___ Available data

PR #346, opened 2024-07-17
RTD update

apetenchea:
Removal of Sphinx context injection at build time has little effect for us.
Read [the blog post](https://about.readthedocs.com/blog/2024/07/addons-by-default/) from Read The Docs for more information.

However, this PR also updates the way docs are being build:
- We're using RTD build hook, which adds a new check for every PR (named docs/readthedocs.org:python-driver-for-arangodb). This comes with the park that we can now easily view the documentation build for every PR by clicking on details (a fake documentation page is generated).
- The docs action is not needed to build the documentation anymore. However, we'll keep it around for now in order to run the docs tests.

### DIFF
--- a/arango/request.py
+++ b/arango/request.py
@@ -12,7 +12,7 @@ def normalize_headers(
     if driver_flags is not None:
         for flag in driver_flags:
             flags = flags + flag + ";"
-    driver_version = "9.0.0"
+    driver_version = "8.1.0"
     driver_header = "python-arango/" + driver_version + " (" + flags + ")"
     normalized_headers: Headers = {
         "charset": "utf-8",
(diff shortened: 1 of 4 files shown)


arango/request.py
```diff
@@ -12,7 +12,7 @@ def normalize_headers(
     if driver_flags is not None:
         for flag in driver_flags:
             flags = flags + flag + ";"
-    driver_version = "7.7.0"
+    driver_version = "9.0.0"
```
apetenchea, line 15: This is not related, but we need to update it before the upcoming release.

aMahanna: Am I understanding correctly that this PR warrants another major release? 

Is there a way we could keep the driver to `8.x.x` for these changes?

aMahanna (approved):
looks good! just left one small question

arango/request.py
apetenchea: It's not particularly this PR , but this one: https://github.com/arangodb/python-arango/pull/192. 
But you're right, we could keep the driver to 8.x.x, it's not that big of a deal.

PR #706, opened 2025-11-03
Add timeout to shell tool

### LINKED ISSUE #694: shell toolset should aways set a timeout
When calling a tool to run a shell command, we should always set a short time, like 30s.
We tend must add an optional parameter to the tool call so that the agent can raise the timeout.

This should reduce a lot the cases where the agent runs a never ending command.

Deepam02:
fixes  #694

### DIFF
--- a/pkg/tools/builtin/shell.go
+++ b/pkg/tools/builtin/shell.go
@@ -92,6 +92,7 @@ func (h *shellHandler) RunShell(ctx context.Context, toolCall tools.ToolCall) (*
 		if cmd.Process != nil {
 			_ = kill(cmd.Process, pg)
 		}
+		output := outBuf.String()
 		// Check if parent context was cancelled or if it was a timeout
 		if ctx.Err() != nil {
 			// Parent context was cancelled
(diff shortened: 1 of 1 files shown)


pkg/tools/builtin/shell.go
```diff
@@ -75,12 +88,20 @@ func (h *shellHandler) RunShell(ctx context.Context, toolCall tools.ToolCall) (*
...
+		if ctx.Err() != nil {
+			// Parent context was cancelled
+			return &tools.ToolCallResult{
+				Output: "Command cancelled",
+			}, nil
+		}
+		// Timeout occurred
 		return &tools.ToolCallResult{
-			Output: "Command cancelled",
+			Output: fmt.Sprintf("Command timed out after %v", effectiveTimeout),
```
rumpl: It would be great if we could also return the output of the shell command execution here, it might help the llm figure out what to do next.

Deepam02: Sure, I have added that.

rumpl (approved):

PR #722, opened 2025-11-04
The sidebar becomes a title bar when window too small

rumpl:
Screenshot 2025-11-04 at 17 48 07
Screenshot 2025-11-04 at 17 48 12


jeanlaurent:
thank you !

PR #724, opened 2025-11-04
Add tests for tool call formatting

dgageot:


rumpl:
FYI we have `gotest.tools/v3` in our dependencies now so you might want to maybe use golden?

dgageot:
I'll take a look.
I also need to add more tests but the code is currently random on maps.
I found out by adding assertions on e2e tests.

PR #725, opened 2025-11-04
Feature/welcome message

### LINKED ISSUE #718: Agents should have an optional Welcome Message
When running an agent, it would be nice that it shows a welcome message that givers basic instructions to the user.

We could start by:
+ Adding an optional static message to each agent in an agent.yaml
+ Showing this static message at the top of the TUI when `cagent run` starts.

______
___ Available data

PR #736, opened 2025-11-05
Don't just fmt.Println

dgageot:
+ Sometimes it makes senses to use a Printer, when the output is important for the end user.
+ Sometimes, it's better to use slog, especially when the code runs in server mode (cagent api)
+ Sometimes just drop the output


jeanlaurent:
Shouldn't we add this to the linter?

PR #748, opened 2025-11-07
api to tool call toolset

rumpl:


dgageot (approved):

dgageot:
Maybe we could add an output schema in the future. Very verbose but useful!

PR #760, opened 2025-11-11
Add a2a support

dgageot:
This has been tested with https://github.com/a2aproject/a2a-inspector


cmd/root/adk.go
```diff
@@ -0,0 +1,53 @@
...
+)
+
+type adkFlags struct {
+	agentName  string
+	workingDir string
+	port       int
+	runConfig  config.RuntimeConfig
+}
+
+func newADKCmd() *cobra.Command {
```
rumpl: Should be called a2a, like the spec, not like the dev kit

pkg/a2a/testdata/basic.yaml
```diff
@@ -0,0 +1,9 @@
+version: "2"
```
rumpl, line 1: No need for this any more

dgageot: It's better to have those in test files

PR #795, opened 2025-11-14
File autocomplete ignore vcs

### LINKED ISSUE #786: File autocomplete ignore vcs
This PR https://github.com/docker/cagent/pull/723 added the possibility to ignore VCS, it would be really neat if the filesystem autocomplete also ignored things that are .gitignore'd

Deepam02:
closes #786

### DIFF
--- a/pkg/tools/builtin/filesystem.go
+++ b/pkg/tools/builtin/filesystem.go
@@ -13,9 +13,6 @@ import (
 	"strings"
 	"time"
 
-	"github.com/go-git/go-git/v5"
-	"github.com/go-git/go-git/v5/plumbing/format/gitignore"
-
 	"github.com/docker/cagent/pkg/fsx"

______

• Exercise prompt
Using the material above, return every line that holds the string "LINKED".

• Your solution
### LINKED ISSUE #694: shell toolset should aways set a timeout
### LINKED ISSUE #718: Agents should have an optional Welcome Message
### LINKED ISSUE #786: File autocomplete ignore vcs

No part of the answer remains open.